API Security¶

Purpose¶

This document captures the Phase 5 security boundary for the Phoenix-backed DecisionGraph service.

The public API is multi-tenant, authenticated, and intentionally conservative around replay and rebuild controls.

Trust Boundary¶

The first HTTP service boundary assumes:

clients authenticate with static service-account bearer tokens
every versioned API request includes x-tenant-id
tenant authorization happens before controller logic
Phoenix controllers stay thin and delegate service logic to dg_api

The unversioned:

GET /api/healthz

is a deployment-health route and not a tenant-scoped product API.

Route Risk Levels¶

Lowest risk:

GET /api/v1/traces/:trace_id
GET /api/v1/graph/context
GET /api/v1/graph/edges
GET /api/v1/precedents
GET /api/v1/projections/health

Medium risk:

POST /api/v1/events

Highest risk:

POST /api/v1/admin/replays
GET /api/v1/admin/replays/:job_id
POST /api/v1/admin/replays/:job_id/cancel

Auth Model¶

Every versioned route requires:

Authorization: Bearer <token>
x-tenant-id: <tenant>

Service accounts are configured under:

beam/config/dev.exs
beam/config/test.exs

Each account carries:

roles
tenant_ids
permissions

Role checks gate route families:

reader for read APIs
writer for ingestion
admin for replay controls

Permission checks harden sensitive admin actions further:

projection_replay for catch-up replay, replay status, and replay cancel
projection_rebuild for rebuild creation, rebuild status, and rebuild cancel

Tenant Isolation¶

Tenant isolation is enforced twice:

the auth plug rejects accounts that are not allowed to use the requested tenant
replay status and cancel lookups are scoped to the requested tenant before any result is returned

That second rule matters because replay jobs are addressed by job_id.
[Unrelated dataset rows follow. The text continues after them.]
Issue #995, opened 2025-07-30
Add "rolling window" feature (infinite buffer)


La-Loutre:
Hi, so basically I vibe coded a few lines that leverage a gptel hook, from what I understand, such that I can have an "infinite" conversation with the LLM, even though the context size isn't infinite.

It just takes the last N lines, and no more. I know there is a feature to limit the number of past messages, but I want this to apply even to the first prompt, which might already be larger than the context size.

I found this extremely useful. I have conversations with 40k lines in files, where I can just get back to where I was without having to worry about the context size. I can still search through what was done in the buffer, even though the AI has a limited view of the whole content.

I have no idea how to integrate it further than these few lines that were vibe coded. It's fine for my use like this, but because I find this useful, I'm just posting the idea.

Here are the lines I added into my .spacemacs to make it work.
```lisp
  (defvar my-gptel-max-prompt-characters 68000
    "The maximum number of characters to send in a gptel prompt.")

  ;; This is the function that will do the work.
  (defun my-gptel-truncate-prompt ()
    "Truncate the gptel prompt buffer to `my-gptel-max-prompt-characters`."
    ;; Check if our character limit is set and if the buffer exceeds it
    (when (and (bound-and-true-p my-gptel-max-prompt-characters)
               (> (buffer-size) my-gptel-max-prompt-characters))
      ;; This message is for you to confirm the hook is running.
      ;; It will appear in the *Messages* buffer.
      (message "gptel: Truncating prompt to the last %s characters." my-gptel-max-prompt-characters)
      ;; This is the action: delete everything except the last N characters.
      (delete-region (point-min) (- (point-max) my-gptel-max-prompt-characters))))

  ;; This is the crucial line that "relies on the hook".
  ;; We are adding our custom function to the list of functions that gptel
  ;; will run right before sending the prompt.
  (add-hook 'gptel-prompt-transform-functions 'my-gptel-truncate-prompt)
```

karthink:
This is a neat idea, but I think gptel can do better.  For most models we know the context window size, so it should be possible to cut it off at an (approximate) model-specific token count.

La-Loutre:
I just did a PR for this.

PR #1016, opened 2025-08-09
Add rolling window prompt truncation

La-Loutre:
Automatically truncate prompts to fit model context with safety margin. 
Transient supports enabling/disabling or setting a custom fraction (0.1-1.0).

#995

### DIFF
--- a/gptel-transient.el
+++ b/gptel-transient.el
@@ -720,6 +720,7 @@ Also format its value in the Transient menu."
     (gptel--infix-variable-scope)
     (gptel--infix-provider)
     (gptel--infix-max-tokens)
+    (gptel--infix-rolling-window-prompt)
     (gptel--infix-num-messages-to-send
      :if (lambda () (and gptel-expert-commands
                     (or gptel-mode gptel-track-response))))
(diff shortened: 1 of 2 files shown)


meain:
A better way to manage long chats might be to warn users when we are reaching the end of the context window and allowing them to call something to compact the chat. This is what tools like [claude-code](https://docs.anthropic.com/en/docs/claude-code/slash-commands) or [opencode](https://opencode.ai/docs/cli/#slash-commands) does.

La-Loutre:
I don't think there is an objectively better way; it really depends on who is in front of the computer. For my use case, I do not want to call commands or modify the chat history. I just want what worked, the conversation with the LLM, to continue working seamlessly, without interruption.

It's disabled by default, so it will not be used without the user's understanding and choice.

bajsicki:
I don't know about other APIs, but [llama.cpp](https://github.com/ggml-org/llama.cpp/tree/master/tools/server) supports getting the context window via the /props endpoint. It's the `n_ctx` key.

Could query that for accuracy.

Here's some code that should be easy to adapt (I use this for automatically switching presets/ model backends with llama.cpp):

```
#+begin_src elisp :results none
(defun gptel-got--model ()
  "This function retrieves the model name from the GPTel backend.

It sends a GET request to the backend's models endpoint to fetch the
available models. The function returns the model name (string) from the
first entry in the backend's model list, which should be sufficient
for local, single-model inference."
  (let ((result (gptel--url-retrieve (concat "http://" (gptel-backend-host gptel-backend) "/v1/models") :method "GET")))
    (file-name-nondirectory(plist-get (aref (plist-get result :models) 0) :model))))

(defun gptel-got--match-model ()
  "Finds the closest matching model name from the backend's model list.

This function uses string distance (i.e. Levenshtein distance) to compare
the target model name (from `gptel-got--model') against all models defined
for the backend. It returns the best-matching model name (string) from
the backend."

  (let ((got-model (gptel-got--model))
        (min most-positive-fixnum)
        (best-match nil))
    (cl-loop for model in (gptel-backend-models gptel-backend)
             do (let ((distance (string-distance got-model (symbol-name model))))
                  (when (< distance min)
		    (setq min distance)
		    (setq best-match model))))
    best-match))
#+end_src
```

La-Loutre:
It looks interesting to fetch from the server that info. Although I think it's a slightly different topic. 
This PR truncate the window based on gptel context.
Now is the gptel context set by fetching info from the server itself is a different question.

A caller that knows another tenant's job ID should still receive not_found.

Replay Safeguards¶

Replay and rebuild routes now enforce these safeguards:

admin role is required
an explicit replay permission is required
rebuild can be disabled per environment through :dg_api, :admin_controls
a human-readable reason is required by default for replay and rebuild requests
operator metadata is persisted into replay run metadata

The default global control lives in:

beam/config/config.exs

Current default:

allow_rebuild: false
require_reason: true

Development and test override rebuild to true so local flows remain usable.

Audit Capture¶

Sensitive admin actions emit audit records through:

logger entries with api_action, account_id, job_id, request_id, and tenant_id
telemetry events under [:decision_graph, :api, :admin, :audit]

Current audited actions:

replay/rebuild start
replay cancel

Audit metadata is also written into replay run metadata where available:

reason
request_id
requesting account identity and roles

Rate Limiting¶

The API uses simple fixed-window ETS rate limiting keyed by:

API scope
service-account ID
tenant ID
current minute window

Configured buckets:

read
write
admin

This is intentionally basic Phase 5 protection. It is enough to prevent accidental bursts and low-effort abuse, but it is not a replacement for upstream gateway controls.

Threat Notes¶

This Phase 5 boundary does not yet provide:

token rotation workflows
signed request bodies
IP allowlists
per-endpoint quota policies
durable audit exports
external identity provider integration

Those remain later hardening work. For now, shared environments should treat the BEAM service as an authenticated internal platform service rather than an internet-exposed public API.